In the end, based on your benchmark, the command for you to serve the model should look like (assume that you are running Q80-30 in quadrant mode):

numactl --cpunodebind=0 --membind=0 \
llama-server \
   -m unsloth_Qwen3.5-35B-A3B-GGUF_Qwen3.5-35B-A3B-UD-Q4_K_XL.gguf \
   -p 2048 -n 256 -r 3 \
   -tb 80 \ # use 80 threads for prefill phase
   -t 20 \  # only use 20 threads for decode phase
   --prio 3 # highest thread priority

Use curl to test response time

time curl --location 'http://127.0.0.1:8000/v1/chat/completions' \
  --header 'Content-Type: application/json' \
  --data '{
    "model": "unsloth_Qwen3.5-35B-A3B-GGUF_Qwen3.5-35B-A3B-UD-Q4_K_XL.gguf",
    "messages": [
      {
        "role": "user",
        "content": [
          {
            "type": "text",
            "text": "Type your prompt here"
          }
        ]
      }
    ],
    "chat_template_kwargs": {
      "enable_thinking": false
    }
  }' -s | jq -r 

The system is an AmpereOne 128 cores, I configured it in quadrant mode.

numactl --cpunodebind=0 --membind=0 llama-bench -m ~/.cache/llama.cpp/unsloth_Qwen3.5-35B-A3B-GGUF_Qwen3.5-35B-A3B-UD-Q4_K_XL.gguf -p 2048 -n 256 -r 3 -t 32

model size params backend threads test t/s
qwen35moe ?B Q4_K - Medium 18.32 GiB 34.66 B CPU 32 pp2048 104.65 ± 0.02
qwen35moe ?B Q4_K - Medium 18.32 GiB 34.66 B CPU 32 tg256 9.05 ± 0.00
1 Like

Some updates from the latest and greatest llama.cpp ( including the turboquant branches)
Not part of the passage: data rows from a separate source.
Issue #95, opened 2020-02-14
Run test_sim_environments protocol


jonc125:
Requires support for:
- [x] Model input that specifies initial_value for state variable (V)
- [x] Model input that doesn't exist in the model (SR_leak_current), creating the variable
- [x] ~Model input that specifies units, with conversion if necessary - only if we also test on a model that has SR_leak_current, need to check what would be suitable~
- [x] A `define` clause with a variable on the RHS - should be handled by existing code
- [x] A model parameter (SR_leak_current)
    * Need to think about how we want to handle setting the initial_value for this - possibly set the `VariableDummy` attribute? Because we'll never actually generate an equation setting it; it'll be read/written in the parameters vector.

jonc125:
I've now sketched out how to tackle this, and some of #97 & #99, in https://github.com/ModellingWebLab/weblab-fc/compare/96-simple-clamping...95-sim-environments. Probably won't have time to get back to it until Thu/Fri, so feel free to pick up anyone if you get there before me!

MichaelClerx:
@jonc125 re:

> only if we also test on a model that has SR_leak_current, need to check what would be suitable

did you mean test on a model that does _not_ have SR_leak_current? (In that case we get unit conversion from V to mV with paci. the SR leak is set to something not compatible with current so should always fail in a sensible model.)

jonc125:
I don't think we need this with your new test cases.

Issue #23, opened 2019-02-18
Run further test protocols


MichaelClerx:
(Jonathan says:)

Basically here we want to add features iteratively, using existing protocols to test they're working as much as possible. I've tried to suggest a sensible ordering below. These list the protocol used; the actual Python tests using them may be named differently... Note also that some were only run in C++ tests; see https://chaste.cs.ox.ac.uk/trac/browser/chaste/projects/FunctionalCuration/test

- [x] GraphState includes simple units definitions, `independent var units ...`, `output ...` (including for the state vector), and `output ... units ...` #22 
- [x] test_while_loop adds `input ...` and overriding an existing equation #30 
- [x] test_sim_environments checks creation/overriding of input variables and replacing an equation #95
- [x] test_clamping1 adds `clamp ...`; test_clamping2 adds `clamp ... to ...` #96
    - [x] test_clamping3 adds the `units_of` construct (could be done later) #106
- [x] test_mathml_evaluation includes `output ... units ...` (including for variables created by the protocol), `input ... units ... = ...`, `define ... = ...`, and tests correct handling of (most of) the mathematics it's possible to define in a protocol #97
- [x] test_INa_IV_curves has some more complex units definitions, `optional ...`, `var ... units ... = ...`, and `convert ... to ... by ...`; similarly for TestICalProto.py #99
- [x] test_other_ontologies has terms not in `oxmeta` and a generic vector output (not the state vector) - should be covered by #95 and #97 actually - but doesn't seem to pass without further changes, so made ticket: #141
- [x] test_S1S2 checks import handling and redefining the stimulus current #106
- [x] test_nested_protocol makes sure the model interface from a nested protocol is handled correctly, and also includes `define diff(...) = ...` #107
    - [x] The _block protocols test merging model interface sections between parent & nested protocols, where both have parts of the interface defined #107
- [x] test_original_definition checks `original_definition` #108
- [ ] test_model_interpolation has several tests of the `interpolate()` special function #109

MichaelClerx:
Only #109 left now, so might as well close this ticket as a duplicate of that one :D

PR #103, opened 2020-02-19
Preparatory work and documentation

jonc125:
Part of #95, but I suspect it would be worth merging in this state since it documents where other parts of #23 might need to make changes! Then actually implementing #95 could be a separate PR.

### DIFF
--- a/fc/parsing/actions.py
+++ b/fc/parsing/actions.py
@@ -11,12 +11,13 @@ import sympy
 from cellmlmanip.model import DataDirectionFlow
 from cellmlmanip.parser import UNIT_PREFIXES
 
+from ..error_handling import ProtocolError
 from ..language import expressions as E
 from ..language import statements as S
 from ..language import values as V
 from ..locatable import Locatable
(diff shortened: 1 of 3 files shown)


fc/parsing/actions.py
```diff
@@ -819,16 +820,36 @@ def resolve_namespaces(self, ns_map):
...
         """
         self.model = model
         self.units = units
         self._convert_time_if_needed()
         self._add_input_variables()
+        # TODO: Add variables defined by DeclareVariable
         self._add_or_replace_equations()
         self._handle_clamping()
         self._annotate_state_variables()
+        # TODO: Resolve initial_values on non-states, maybe using Model.transform_constants
```
MichaelClerx: Not sure what you mean by resolving them? Cellmlmanip should already have converted those to equations

jonc125: It will for ones in the model, but not necessarily for variables added/changed by the protocol, i.e. inputs.

PR #113, opened 2020-02-24
Updated code to work with recent cellmlmanip changes.

MichaelClerx:
https://github.com/ModellingWebLab/cellmlmanip/pull/229

### DIFF
--- a/fc/parsing/actions.py
+++ b/fc/parsing/actions.py
@@ -982,10 +982,10 @@ class ModelInterface(BaseGroupAction):
         state_annotation = create_rdf_node((OXMETA_NS, 'state_variable'))
         self.vector_orderings[state_annotation] = {}
         for i, state_var in enumerate(self.model.get_state_symbols()):
-            if not state_var.cmeta_id:
-                state_var.cmeta_id = self.model.get_unique_cmeta_id(state_var.name.replace('$', '__'))
+            if not state_var.rdf_identity:
+                self.model.add_cmeta_id(state_var)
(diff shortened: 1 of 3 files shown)


fc/parsing/actions.py
```diff
@@ -982,10 +982,10 @@ def _annotate_state_variables(self):
         state_annotation = create_rdf_node((OXMETA_NS, 'state_variable'))
         self.vector_orderings[state_annotation] = {}
         for i, state_var in enumerate(self.model.get_state_symbols()):
-            if not state_var.cmeta_id:
-                state_var.cmeta_id = self.model.get_unique_cmeta_id(state_var.name.replace('$', '__'))
+            if not state_var.rdf_identity:
```
jonc125: We can remove the `if` here, and just do `self.model.add_cmeta_id(state_var)` since it's a no-op if one exists.

test/test_code_generation.py
```diff
@@ -70,10 +70,10 @@ def test_generate_weblab_model(tmp_path):
     state_annotation = create_rdf_node((OXMETA_NS, 'state_variable'))
     vector_orderings = {state_annotation: {}}
     for i, state_var in enumerate(model.get_state_symbols()):
-        if not state_var.cmeta_id:
-            state_var.cmeta_id = model.get_unique_cmeta_id(state_var.name.replace('$', '__'))
+        if not state_var.rdf_identity:
```
jonc125: Same here.

PR #115, opened 2020-02-25
Adapted code for recent cellmlmanip changes.

MichaelClerx:
See https://github.com/ModellingWebLab/cellmlmanip/pull/237


MichaelClerx:
This fails since the cellmlmanip PR hasn't been merged, but tested locally and works!

MichaelClerx:
Got the OK from Sarah!

PR #117, opened 2020-02-25
Set initial values defined in `inputs`

MichaelClerx:
Part of #95


MichaelClerx:
@jonc125 could you have an early look at the way inputs and defines are handled here?

(As a complete distraction: It currently fails because the unique name generating code expects every variable to have a component in its name! Will rewrite that method tomorrow)

fc/parsing/actions.py
```diff
@@ -921,6 +930,9 @@ def _add_input_variables(self):
         units are given. If not, an error is raised.
         """
         for var in self.inputs:
+
+            # Find variable symbol or create a new one
+            symbol = None
```
jonc125: I think you want `variable = None` here?

fc/parsing/actions.py
```diff
@@ -934,32 +946,66 @@ def _add_input_variables(self):
...
+        Process define statements and modify the model's equations accordingly. Also sets initial values determined in
+        input statements.
+        """
+        # Apply all modifications (sympy_equations contains _only_ equations from define statements)
         for eq in self.sympy_equations:
             lhs = eq.lhs
             if lhs.is_Derivative:
                 var = lhs.args[0]
-                if var.initial_value is None:
+                term = self.model.get_ontology_terms_by_variable(var)[0]
```
jonc125: This isn't guaranteed to work. Instead I'd do a pre-processing phase before you iterate through equations, where instead of a map from RDF term to initial value you create a map from variable to initial value, looking up the terms. Then you can look up directly in that map here.

jonc125: Otherwise this looks good!

fc/parsing/actions.py
```diff
@@ -934,32 +946,66 @@ def _add_input_variables(self):
...
+            # Remove existing equation if needed
+            old_eq = self.model.get_definition(var)
+            if old_eq is not None:
+                self.model.remove_equation(old_eq)
+
+            # Add new equation
             self.model.add_equation(eq)
+
+        # Apply all initial values set in the inputs
+        for term, value in self.initial_values.items():
```
jonc125: And you can re-use that pre-processed map here.

jonc125: And you can re-use that pre-processed map here.

fc/parsing/actions.py
```diff
@@ -953,7 +952,7 @@ def _add_input_variables(self):
 
             # Store initial value if given
             if variable is not None and var.initial_value is not None:
-                self.initial_values[var.rdf_term] = var.initial_value
+                self.initial_values[variable] = var.initial_value
```
jonc125: I didn't mean to resolve annotations here, since later units conversions might move the annotation. In general we only want to resolve annotations to variables at the point of need.

fc/parsing/actions.py
```diff
@@ -965,19 +964,18 @@ def _add_or_replace_equations(self):
             lhs = eq.lhs
             if lhs.is_Derivative:
                 var = lhs.args[0]
-                term = self.model.get_ontology_terms_by_variable(var)[0]
 
                 # Initial value must be set via inputs, or already be set (if this was already a state variable)
-                if var.initial_value is None and term not in initial_values:
+                if var.initial_value is None and var not in initial_values:
+                    term = self.model.get_ontology_terms_by_variable(var)[0]
```
jonc125: When looping over self.initial_values to create the var -> init map, you could also create a var -> term map to ensure the term the user specified is given in the error message.

fc/parsing/actions.py
MichaelClerx: Hmmm. Why is unit conversion only done at the very end of `modify_model` ?
(I can see why it's not done at this point yet, but why do it after handling defines and clamps?)

jonc125: In pycml it was done at the end, because that was how the architecture was set up - it was too complex to do it bit by bit as you went along. That might no longer be the case with cellmlmanip - and indeed we're converting time at the start. But I've not fully thought through all the details.

Regardless, it's safer only to resolve annotations to variables when needed as then you don't have to worry about other manipulations invalidating your map, and hence getting unexpected side effects.

MichaelClerx: But... how can I set an initial value or replace an equation before units have been converted? Surely the new definition is in new units, while the variable still reports as being in the old units?

jonc125: The later pass by pycml fixed that up, putting a conversion in where the LHS & RHS of equations it had added/changed reported different units. I'm not sure if we want to do the same in weblab-fc or not. But that doesn't affect my point about the change here!

MichaelClerx: Ok, but I have no idea what to do anymore

jonc125: Sorry, was my initial suggestion unclear? All I meant was to keep this line as `self.initial_values[var.rdf_term] = var.initial_value` and create another map from `self.initial_values` *within* the `_add_or_replace_equations` (as the first thing it does) that does variable -> value, looking up variables by ontology term at that point.

I don't think we have a test case for units converting inputs yet - when we do we'll need to figure that out. But that's independent from getting this merged so #95 works in the matching units case.

fc/parsing/actions.py
jonc125: The reason being, a variable could be annotated by multiple different terms, possibly from different ontologies.

MichaelClerx: But the term is only used for variables that are _not_ in `self.initial_values`!

MichaelClerx:
@jonc125 shall I keep working on other bits of #95 here? Or do a separate PR?

jonc125:
I'm happy to keep going on this PR, but we can merge and start a new one if you prefer. Looks like some fixes are needed for Maurice's change to cellmlmanip too.

MichaelClerx:
Let's keep going then!

> Looks like some fixes are needed for Maurice's change to cellmlmanip too.

Do you think this PR will be affected by https://github.com/ModellingWebLab/cellmlmanip/pull/253 ?

fc/parsing/actions.py
jonc125: Good point!

jonc125:
> Do you think this PR will be affected by [ModellingWebLab/cellmlmanip#253](https://github.com/ModellingWebLab/cellmlmanip/pull/253) ?

I'm hoping not...

MichaelClerx:
I could probably stop renaming the tests as "_generated_model_" now :D

MichaelClerx:
Appears to pass tests now @jonc125 

Although we didn't hit this point

> - [ ] Model input that specifies units, with conversion if necessary - only if we also test on a model that has SR_leak_current, need to check what would be suitable

?

fc/parsing/actions.py
```diff
@@ -1002,6 +1060,21 @@ def _convert_output_units(self):
...
         return output_variables
 
+    def _list_parameters(self):
+        """Populates the list of model parameters (inputs with a constant RHS)."""
+
+        for var in self.inputs:
+            try:
+                variable = self.model.get_variable_by_ontology_term(var.rdf_term)
+            except KeyError:
+                # Skip optional variables
```
jonc125: I think until this is implemented properly, we should be raising rather than skipping here.

test/test_generated_model_sim_environments.py
```diff
@@ -1,11 +1,8 @@
 import os
```
jonc125: I thought you weren't going to rename tests any more???

fc/parsing/actions.py
```diff
@@ -1002,6 +1060,21 @@ def _convert_output_units(self):
...
+                continue
+
+            # Parameters are inputs that aren't states, and have a constant RHS
+            eq = self.model.get_definition(variable)
+            if isinstance(eq.lhs, VariableDummy) and len(eq.rhs.atoms(VariableDummy)) == 0:
```
jonc125: Not something to do in this PR, but perhaps worth discussing with @MauriceHendrix whether a `Model.is_parameter(self, variable)` method that does this in cellmlmanip would be useful?

test/test_generated_model_sim_environments.py
MichaelClerx: I needed a change to rebuild :D
Have given all 3 their original names now

fc/parsing/actions.py
MichaelClerx: In this case I think the skip is what we'll want? The code in `_add_input_variables` could do with raising something maybe?

jonc125: Possibly. I guess we'll find out for sure when we implement optional handling!

Issue #112, opened 2020-02-24
Make tests run faster


MichaelClerx:
- [x] Run profiling to see where most time is spent
- [ ] Presumably, fix #41

Current tests take 10-15 minutes and use excessive computing power

MichaelClerx:
Added [pytest-profiling](https://pypi.org/project/pytest-profiling/) plugin (see contributing.md).

Not sure how good it is, doesn't seem to filter out all of pytest's calls

MichaelClerx:
Example SVG file generated for `test_algebraic_models.py`

[combined.zip](https://github.com/ModellingWebLab/weblab-fc/files/4250729/combined.zip)

Seems to indicate that all time is spent parsing, rather than manipulating or running experiments @jonc125 ?

jonc125:
That would make sense; the protocols themselves are tiny so running will be small. Parsing the model is ~3%, compiling Cython code ~7.5%, modifying ~2%. pyparsing 77% and converting the parse actions via expr() 10%.

MichaelClerx:
On my laptop, the time taken for `test_algebraic_models` (without profiling enabled) is `87.8s`, so that means `68` seconds spent in `pyparsing`

MichaelClerx:
So 34 seconds per protocol. Persumably this is just time spent parsing the library files? It can't take 34 seconds to parse those protocol files themselves, can it?

jonc125:
If they're now fast enough to be live-able with, then yes. @skeating ?

PR #119, opened 2020-02-25
Some investigation of parsing speed behaviour

jonc125:
Some investigating around #112. Run tests with `-s` flag to see the pyparsing debug output.

Bizarrely, with `time pytest test/test_algebraic_models.py -s` the second protocol always throws a recursion error, even though it's almost identical to the first and the cache has been reset. So there seems to be something a little screwy going on with shared state: this doesn't happen if it's the only test you run (with an extra `-k init`).

The packrat cache seems to be hit about as often as it's missed, which suggests that it is having some benefit. I discovered when trying to increase its size that matplotlib enables it before we get there, so have added a hacky re-enable in!

Feel free to have a play @MichaelClerx :)

https://stackoverflow.com/questions/51412184/pyparsing-packrat-slows-down-performance may be worth a read.

### DIFF
--- a/fc/parsing/CompactSyntaxParser.py
+++ b/fc/parsing/CompactSyntaxParser.py
@@ -9,7 +9,10 @@ from . import actions
 __all__ = ['CompactSyntaxParser']
 
 # Necessary for reasonable speed when using infixNotation
-p.ParserElement.enablePackrat()
+# Also, we force re-enable packrat, because matplotlib can have done it already with different settings!
+p.ParserElement._packratEnabled = False
+p.ParserElement.resetCache()
+p.ParserElement.enablePackrat(None)
 
 
 ################################################################################
@@ -583,7 +586,8 @@ class CompactSyntaxParser(object):
             raise RuntimeError("Failed to parse expression even with a recursion limit of %d; giving up!"
                                % (int(self._stack_depth_factor * self._original_stack_limit),))
         actions.source_file = orig_source_file
-        print('Packrat stats: hits={} misses={}'.format(*p.ParserElement.packrat_cache_stats), file=sys.stderr)
+        print('Packrat stats: len={}, hits={}, misses={}'.format(
+            p.ParserElement.packrat_cache.__len__(), *p.ParserElement.packrat_cache_stats), file=sys.stderr)
         p.ParserElement.resetCache()
         return r
 
--- a/fc/parsing/CompactSyntaxParser.py
+++ b/fc/parsing/CompactSyntaxParser.py
@@ -547,7 +547,8 @@ class CompactSyntaxParser(object):
         # basis that if one expression needs to, several are likely to.
         self._stack_depth_factor = 1
         self._original_stack_limit = sys.getrecursionlimit()
-        self.increase_stack_depth_limit()
+        print('Original stack limit:', self._original_stack_limit, file=sys.stderr)
+        self.increase_stack_depth_limit(step=1.0)
 
     def __del__(self):
         """Reset the stack limit if it changed."""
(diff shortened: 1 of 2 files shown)


MichaelClerx:
I don't really know anything about this, but happy to have a look!

As far as I remember, at the start of the WL project you thought the bottleneck was library parsing and were thinking to start caching it?

jonc125:
It's almost certainly parsing expressions with infixNotation that's the killer, as that will generate hugely recursive parse behaviour. Since most protocols parse the basic library (and some the cardiac library), if that could be done as a pre-processing step somehow and shared (maybe across the whole test session?) you'd probably gain significantly.

Possible approaches:
1. Have a global cache of protocol file -> parse action tree for imported protocols, and make `Protocol._parse` just use this if possible, and add to it if not.
2. Pickle the parse action tree and save it in the `fc` source, so if you're asked to parse a file that has a pickle alongside you just reload. Depends on the actions being pickle-able, and checking whether the action module has changed to make the pickle invalid, etc. so possibly risky? But would help with the typical Web Lab use-case of a single protocol being parsed, which the first approach wouldn't.

jonc125:
It's almost certainly parsing expressions with infixNotation that's the killer, as that will generate hugely recursive parse behaviour. Since most protocols parse the basic library (and some the cardiac library), if that could be done as a pre-processing step somehow and shared (maybe across the whole test session?) you'd probably gain significantly.

Possible approaches:
1. Have a global cache of protocol file -> parse action tree for imported protocols, and make `Protocol._parse` just use this if possible, and add to it if not.
2. Pickle the parse action tree and save it in the `fc` source, so if you're asked to parse a file that has a pickle alongside you just reload. Depends on the actions being pickle-able, and checking whether the action module has changed to make the pickle invalid, etc. so possibly risky? But would help with the typical Web Lab use-case of a single protocol being parsed, which the first approach wouldn't.

MichaelClerx:
Two sounds best then.

I don't suppose pyparsing has any options for non-recursive parsing of equations? (with queues and stacks and such)

MichaelClerx:
Actually, those libraries don't even look very big. Hardly any long equations!
Is pyparsing just really slow?

jonc125:
No, pyparsing is a recursive descent parser; we'd need to look at other parsing libraries to avoid it. It's not so much the big expressions, as the complex expression grammar - lots of different atoms and operators, which results in lots of backtracking.

MichaelClerx:
I wonder what the best way to get some insight into this is! What have you been doing?

Maybe we could just run a debugger and start looking what it's doing about halfway through the parse?

I've been trying to compare it to other python parsing things. It takes me .75 seconds to parse the Heijman 2011 model, which is 110kb of almost pure equations, parsed with a handwritten (not very good?) recursive pure python parser. The libraries are about 26kb and take about .34s in our system. So ignoring the fact that most of the library code is comments, a speed-up of a factor 2 should be in there somehow?

Do you think there's some fiddly changes (e.g. replacing something with a regex here and there, re-ordering some operations) that would make it e.g. backtrack less?

jonc125:
It's not easy!  You can use something like this to output huge outputs of tracing of how the parser is handling the protocols (and you can target it to particular parts of the parser if you wish):
```diff --git i/test/test_algebraic_models.py w/test/test_algebraic_models.py
--- i/test/test_algebraic_models.py
+++ w/test/test_algebraic_models.py
@@ -2,6 +2,10 @@
 import unittest

 import fc
+import fc.parsing.CompactSyntaxParser as csp
+
+
+csp.enable_debug()


 class TestAlgebraicModels(unittest.TestCase):
```

I've tried in the past using regex, expression ordering, etc. so there's quite a bit of that in there already.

numactl --cpunodebind=0 --membind=0 llama-bench -p 2048 -n 256 -r 3 -t 32 -hf mudler/Qwen3.6-35B-A3B-APEX-GGUF

model size params backend threads test t/s
qwen35moe 35B.A3B Q5_K - Medium 23.85 GiB 34.66 B CPU 32 pp2048 130.84 ± 0.07
qwen35moe 35B.A3B Q5_K - Medium 23.85 GiB 34.66 B CPU 32 tg256 15.55 ± 0.03
1 Like

@lu_zero Great. You can also take a look at this one for further optimization :smiley:

I have also tested multi GPU interence between a Ampere server with Mellanox ConnectX-4 NIC and a Asus GX10. You can try this approch if you have many CPU only machines.

1 Like

Once I have enough time I’ll have to experiment with tenstorrent blackhole x AmpereOne hybrid approaches. If you consider interesting I can post some quick benchmarks on their default sets.